You can’t watch this video and not have feel good chills through your body. Wow…this is my country.
Well I disagree
– For one Susan’s article (never met her btw) doesn’t discredit any expat that leaves these shores. It criticises the angry ones. Most posters have done the same.
– There are plenty dissenters (even angry ones) who’s posts remain untouched
– There are the sorts you mention on this blog just like there are the sorts that are “Angry Expats”
As long as the rules are consistent then I have no issue.
If a ‘stayers’ bad language is condoned and an expats bad language is extinguished then I agree with you
I have no issue with bad language being censored. You can add personal attacks to the list as well. Personal attacks have no place either but thats my standard and I dont own the blog..
As for the Die Antwoord analogy. Well I share the dislike of Die Antwoord but why are they relevant? The rules for this blog need not be the Lowest Common Denominator.
Die Antwoord have Freedom of Expression in most civilised countries.
They are free to have a blog (I think they do) where such bad language is allowed.
We are free to visit or not visit.
However IF you think Susan has censored bad language and personal attacks unevenly then I am all ears.
The thing is, wherever you go, you swop one set of problems for another. Whether we stay in SA or pack for Perth, we have to be comfortable in our cognitive dissonance. Yes, there are days I’m depressed about what’s happening in our country, especially when I see what’s happening with the usual unholy trinity of crime, corruption and (non)-education. But there were days when I lived in the UK when I was depressed because of the grey, the dark and the unfriendliness (and the bitterness of some of my fellow countrymen.) I chose to come back. I’m happy for those who’ve moved and found a better life; yet I neither envy nor deride them. I am an Earthling. You are an Earthling. Get over it. :)
I’m curious, does ‘someone else’ who is doing your ironing share your views? Or is her lawn perhaps not as ‘expansive’ as yours…?

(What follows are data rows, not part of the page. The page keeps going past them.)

PR #342, opened 2020-04-10
Update branding to 0.2

rynowak:


davidfowl:
Wait, you need to update the getting started docs for using ci builds

rynowak:
Good catch, will do that!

I didn’t create the social disparity, Emma, I’m just documenting it. But I can see that it really touches a nerve for a lot of people.

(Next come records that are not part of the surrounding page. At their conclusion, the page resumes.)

PR #347, opened 2020-04-10
Use take instead of two commands

khalidabuhakmeh:
the `take` command will call `mkdir` and `cd` in one command.

### DIFF
--- a/docs/tutorials/hello-tye/00_run_locally.md
+++ b/docs/tutorials/hello-tye/00_run_locally.md
@@ -7,8 +7,7 @@ This tutorial will demonstrate how to use [`tye run`](/docs/reference/commandlin
 1. Make a new folder called `microservice` and navigate to it:
 
     ```text
-    mkdir microservice
-    cd microservice
+    take microservice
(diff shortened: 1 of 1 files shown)


docs/tutorials/hello-tye/00_run_locally.md
```diff
@@ -7,8 +7,7 @@ This tutorial will demonstrate how to use [`tye run`](/docs/reference/commandlin
 1. Make a new folder called `microservice` and navigate to it:
 
     ```text
-    mkdir microservice
-    cd microservice
+    take microservice
```
jkotalik, line 10: I haven't heard of this command before, and I don't see it available on both ubuntu or powershell. 

The commands above are generally available on most shells, so I'd prefer to keep it as is.

davidfowl: Agree

jkotalik:
Thanks for the suggestion, but we are going to close this for now as we believe `take` isn't generally available.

Hello, emma. Perhaps your curiosity could stretch to wondering what “someone else” would be doing if she wasn`t ironing Susan`s clothes, and what she would be doing for income.
Just spotted this, and thought I MUST say (as I have posted a lot) that this ‘Emma’ is NOT me… I hope Susan can see that from the email attached, and I hope it’s not just someone purposefully hijacking my name, as my personal (liberal) Political ideologies hopefully read fairly loudly in my other posts. I’m entirely in support of paying for work under current economic circumstances.
And as an aside, it just so happens that my maid’s garden in KZN was significantly larger than my one in London, or the US or -for that matter- now in the Western Cape. But that is a red-herring. It is CLEARLY true that there is a grotesque gap in wealth between me and her, and between the haves and have nots.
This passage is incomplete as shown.